[PROBLEM TO SOLVE]: Whenever a line in the records below holds the string "normality", copy it out.

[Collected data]
PR #6437, opened 2026-09-20
feat(Book/Bugeaud): Problem 10.53 (solved)

rwst:
This adds problem +3 variants, all solved.


mo271 (commented):
Thanks!

Let's move blockComplexity, blockEntropy, partQuot, cfEntropy, baseEntropy to ForMathlib with the two tests as lemmas.

(Perhaps we already something in that direction?

rwst:
-awaiting-author

mo271 (approved):
Thanks!

PR #6438, opened 2026-09-20
feat(Book/Bugeaud): Problem 10.49 (solved)

rwst:
This adds problem +2 variants, all solved.


FormalConjectures/Books/BugeaudDistributionModuloOne/Problem10_49.lean
```diff
@@ -0,0 +1,140 @@
...
+/--
+A real number $x$ is *continued fraction normal* if for all $0 \le \alpha < \beta < 1$ the orbit
+of $x$ under the Gauss map visits $[\alpha, \beta)$ with asymptotic frequency
+$\mu_G([\alpha, \beta))$ [Sch17, (1.2)]. Equivalently, every block of partial quotients occurs
+with the frequency given by the Gauss measure.
+-/
+noncomputable def IsCFNormal (x : ℝ) : Prop :=
+  ∀ α β : ℝ, 0 ≤ α → α < β → β < 1 →
+    Tendsto (fun n : ℕ ↦ (((Finset.range n).filter
+      fun i ↦ gaussMap^[i] x ∈ Set.Ico α β).card : ℝ) / n) atTop (nhds (gaussKuzmin α β))
```
mo271, line 76: gaussMap, gaussKuzmin and IsCFNormal are reusable (continued-fraction normality will recur in this chapter); consider ForMathlib.

mo271 (commented):
Thanks!

one suggestion:
The PR defines IsNormalToBase b x := ∀ k ≥ 1, NormalNumber.IsNormalInBase (b^k) x and explains in two docstrings that NormalNumber.IsNormalInBase is only simple normality. That is wrong: in FormalConjecturesForMathlib/NumberTheory/NormalNumber.lean, IsNormalInBase b x already quantifies over every block length k and every word w with frequency 1/b^k, i.e. it is Borel normality; the simple notion is the separate IsSimplyNormalInBase. So IsNormalToBase b is equivalent to IsNormalInBase b and the Pillai detour is unnecessary. Use NormalNumber.IsNormalInBase b ξ directly, delete IsNormalToBase and the test lemma about it, and fix the module docstring. IsAbsolutelyNormal is used correctly.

[RESPONSE AREA]:
mo271, line 76: gaussMap, gaussKuzmin and IsCFNormal are reusable (continued-fraction normality will recur in this chapter); consider ForMathlib.
The PR defines IsNormalToBase b x := ∀ k ≥ 1, NormalNumber.IsNormalInBase (b^k) x and explains in two docstrings that NormalNumber.IsNormalInBase is only simple normality. That is wrong: in FormalConjecturesForMathlib/NumberTheory/NormalNumber.lean, IsNormalInBase b x already quantifies over every block length k and every word w with frequency 1/b^k, i.e. it is Borel normality; the simple notion is the separate IsSimplyNormalInBase. So IsNormalToBase b is equivalent to IsNormalInBase b and the Pillai detour is unnecessary. Use NormalNumber.IsNormalInBase b ξ directly, delete IsNormalToBase and the test lemma about it, and fix the module docstring. IsAbsolutelyNormal is used correctly.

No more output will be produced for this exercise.